Modafinil sulfone
- Names: Preferred IUPAC name 2-(Diphenylmethanesulfonyl)acetamide

Identifiers
- CAS Number: 118779-53-6;
- 3D model (JSmol): Interactive image;
- ChemSpider: 4962374;
- PubChem CID: 6460146;
- UNII: 946LME1J4S;
- CompTox Dashboard (EPA): DTXSID10424213 ;

Properties
- Chemical formula: C_{15}H_{15}NO_{3}S
- Molar mass: 289.35 g·mol^{−1}

= Modafinil sulfone =

Modafinil sulfone (code name CRL-41056) is an achiral, oxidized metabolite of modafinil, a wakefulness-promoting agent. It is one of two major circulating metabolites of modafinil, the other being modafinil acid.
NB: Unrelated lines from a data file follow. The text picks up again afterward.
PR #18045, opened 2019-04-29
docs: added 'nodeIntegration: true' to the first-app.md tutorial

FidelVe:
#### Description of Change
Added "webPreferences: {nodeIntegration: true}" to the code in the example at first-app.md. Without this change when an user runs the code in the example the app doesnt shows the node, chrome and electron versions. Also the edit complies with the code that appears in the electron-quick-start repo.

#### Checklist

#### Release Notes

Notes: no notes

### DIFF
--- a/docs/tutorial/first-app.md
+++ b/docs/tutorial/first-app.md
@@ -109,7 +109,13 @@ const { app, BrowserWindow } = require('electron')
 
 function createWindow () {
   // Create the browser window.
-  let win = new BrowserWindow({ width: 800, height: 600 })
+  let win = new BrowserWindow({ 
+    width: 800,
+    height: 600,
+    webPreferences: {
+      nodeIntegration: true
+    }
+   })
 
   // and load the index.html of the app.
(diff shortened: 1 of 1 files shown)


malept:
I may have tried that months ago (along with getting rid of `document.write`) in a local branch of `electron-quick-start`. I'll look later on today whether I actually saved it somewhere.

FidelVe:
> Instead of recommending users turn on `nodeIntegration: true` I'd prefer if we updated this "first app" so that it didn't require `node` in the renderer.
> 
> cc @electron/wg-docs-tools

that would be better, but in that case the example must be changed and the electron-quick-start repo should also be modified to reflect that.

malept:
> in that case the example must be changed and the electron-quick-start repo should also be modified to reflect that.

Yep, I decided to start on the other end first: https://github.com/electron/electron-quick-start/pull/279

codebytere:
Given the actions above, this PR is no longer needed. However, we appreciate your contribution and welcome more of them!

PR #18074, opened 2019-04-30
build: fix master build by updating the yarn.lock after race merge

MarshallOfSound:
There was a small race here between my yarn PR landing and another dependency being bumped so when they both got merged the lock file was out of date.  This is my bad, should have rebased before merging.  This will fix it up for good now though 👍 

Notes: no-notes


MarshallOfSound:
As soon as a checkout passes I'm gonna merge this is green-ify master 👍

Modafinil sulfone is also a metabolite of the modafinil prodrug, adrafinil. Modafinil sulfone is also a metabolite of armodafinil, the (R)-(–)-enantiomer of modafinil, as oxidation to the sulfone removes the chiral center at the sulfur atom. Modafinil sulfone has been described as inactive, and similarly to modafinil acid, does not appear to contribute to the wakefulness-promoting effects of modafinil. However, like modafinil, modafinil sulfone was found to show anticonvulsant properties in animals, indicating that it does possess some biological activity.